- Poster
- Directed by: Rasu Madhuravan
- Written by: Rasu Madhuravan
- Produced by: Rasu Maduravan
- Starring: Sabarish Sunaina
- Cinematography: U. K. Senthil Kumar
- Music by: Kavi Periya Thambi
- Production company: Nesika Thirai Arangam
- Release date: 17 August 2012;
- Country: India
- Language: Tamil

= Pandi Oliperukki Nilayam =

2012 Indian film by Rasu Madhuravan

Pandi Oliperukki Nilayam is a 2012 Indian Tamil-language romantic comedy film written and directed by Rasu Madhuravan. The film stars Sabarish and Sunaina.

==Cast==

- Sabarish Vijayan as Pandi
- Sunaina as Valarmathi
- Soori as Soori
- Thambi Ramaiah as food-stall owner
- Singampuli as Pandi's brother and micset company's shareholder
- Karunas as Amarkalam, Pandi's rival
- Vatsan Chakravarthy as Siluva
- Raj Kapoor as Pandi's father
- K. Selva Bharathy
- Vaiyapuri as Neighbour
- King Kong as Amarkalam's assistant
- Ambani Shankar as shop owner
- Veerasamar as henchman
- Prabu as Paraman
- Devaraj
- Pandian
- Nagendran
- Madurai Market Muthu
- Pasumpon Suresh
- Periyasamy as childhood Pandi
- Bava Lakshmanan as loan giver
- Appu as Amarkalam Assistant's brother

==Production==
The film was originally titled Mike Set Pandi, but later retitled Pandi Oli Perukki Nilayam. Shabarish, son of popular stunt choreographer FEFSI Vijayan, selected for the male lead. Singam Puli and Vatsan will be seen in important roles. Deva, Pandian, Veerasamar, Nagendran, Madurai Market Muthu and Pasumpon Suresh are selected for Sunaina's brothers role. Salman Khan's body double Prabhu plays the antagonist.

== Soundtrack ==
Songs are by Kavi Periyathambi, who previously worked with Rasu Madhuravan for Muthukku Muthaaga. The audio rights were acquired by Gemini Film Circuit & T-Series Regional.

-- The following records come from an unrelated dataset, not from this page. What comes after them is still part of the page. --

PR #666, opened 2021-02-24
Fix tower force nodes on restart

gantech:

Fix actuator force nodes on the tower on a restart if TwrAero is set to False

OpenFAST C++ API for actuator type applications

This only affects the C++ API and since this doesn't involve any regression tests, none of them are affected.

Updated by @rafmudaf 4/13/22:
I've rebased this commit onto the current dev branch and force-pushed. For reference, the original commit hash was 1ba33f4a70d51df11f004f0b18e0d289ab0459d6 on @gantech's fork.

### DIFF
--- a/glue-codes/openfast-cpp/src/OpenFAST.cpp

| Song title | Lyricist | Singers |
| "Azhagu Saroja" | Nanalala | Mukesh Mohamed |
| "Dandanakara" | Baghyaraj, Priya |
| "Mudhal Mudalai" | Kavi Periyathambi | Prasanna, Lavanya |
| "Azhagana Nilavu" | Harish Raghavendra |
| "Kettukodi Urumimelam" (remix) | Kannadasan | M. L. R. Karthikeyan, Anitha |

== Reception==
A critic from The Times of India gave the film a rating of three out of five stars and wrote that "Although the movie is more than two-and-a-half-hours long, thanks to the comedy track it feels to be time well spent". Malathi Rangarajan of The Hindu opined that "Somewhere through the making of PON, Rasu Madhuravan seems to have lost interest, and it shows". Malini Mannath of The New Indian Express wrote, "Probably, the only watchable moment in the film is the impressively choreographed climax fight set in an Emu farm", and the film, "with nothing novel or exciting to offer, is forgettable fare". A critic from Maalai Malar gave the film a negative review.